What is expected:
Return each entry exactly, omitting nothing.
#### Data provided
PR #2774, opened 2020-05-17
Enable WebSocket server by default in Docker image

MacroChip:
The rpc server is enabled by default and port mappings are provided for both the rpc server and the websocket server. Keeping the configuration and documentation consistent between the two will be clearer.

### DIFF
--- a/docker/node/config/config-node.toml
+++ b/docker/node/config/config-node.toml
@@ -4,6 +4,7 @@
 # WebSocket server bind address
 # type:string,ip
 address = "::ffff:0.0.0.0"
+enable = true
 
 [rpc]
 
--- a/docker/node/config/config-node.toml
+++ b/docker/node/config/config-node.toml
@@ -1,13 +1,15 @@
 
 [node.websocket]
 
-# WebSocket server bind address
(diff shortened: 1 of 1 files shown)


docker/node/config/config-node.toml
```diff
@@ -4,6 +4,7 @@
 # WebSocket server bind address
 # type:string,ip
 address = "::ffff:0.0.0.0"
+enable = true
```
wezrule, line 7: Thanks!
`enable` should probably have the corresponding comments above it:
https://github.com/MacroChip/nano-node/blob/patch-1/nano/node/websocketconfig.cpp#L14

guilhermelawless:
```toml
# WebSocket server bind address.
# type:string,ip
address = "::ffff:0.0.0.0"

# Enable or disable WebSocket server.
# type:bool
enable = true
```

MacroChip: Makes sense. Thanks

guilhermelawless:
Thanks @MacroChip , this was a good idea.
########
Written reply:
PR #2774, opened 2020-05-17
Enable WebSocket server by default in Docker image

MacroChip:
The rpc server is enabled by default and port mappings are provided for both the rpc server and the websocket server. Keeping the configuration and documentation consistent between the two will be clearer.

### DIFF
--- a/docker/node/config/config-node.toml
+++ b/docker/node/config/config-node.toml
@@ -4,6 +4,7 @@
 # WebSocket server bind address
 # type:string,ip
 address = "::ffff:0.0.0.0"
+enable = true
 
 [rpc]
 
--- a/docker/node/config/config-node.toml
+++ b/docker/node/config/config-node.toml
@@ -1,13 +1,15 @@
 
 [node.websocket]
 
-# WebSocket server bind address
(diff shortened: 1 of 1 files shown)


docker/node/config/config-node.toml
```diff
@@ -4,6 +4,7 @@
 # WebSocket server bind address
 # type:string,ip
 address = "::ffff:0.0.0.0"
+enable = true
```
wezrule, line 7: Thanks!
`enable` should probably have the corresponding comments above it:
https://github.com/MacroChip/nano-node/blob/patch-1/nano/node/websocketconfig.cpp#L14

guilhermelawless:
```toml
# WebSocket server bind address.
# type:string,ip
address = "::ffff:0.0.0.0"

# Enable or disable WebSocket server.
# type:bool
enable = true
```

MacroChip: Makes sense. Thanks

guilhermelawless:
Thanks @MacroChip , this was a good idea.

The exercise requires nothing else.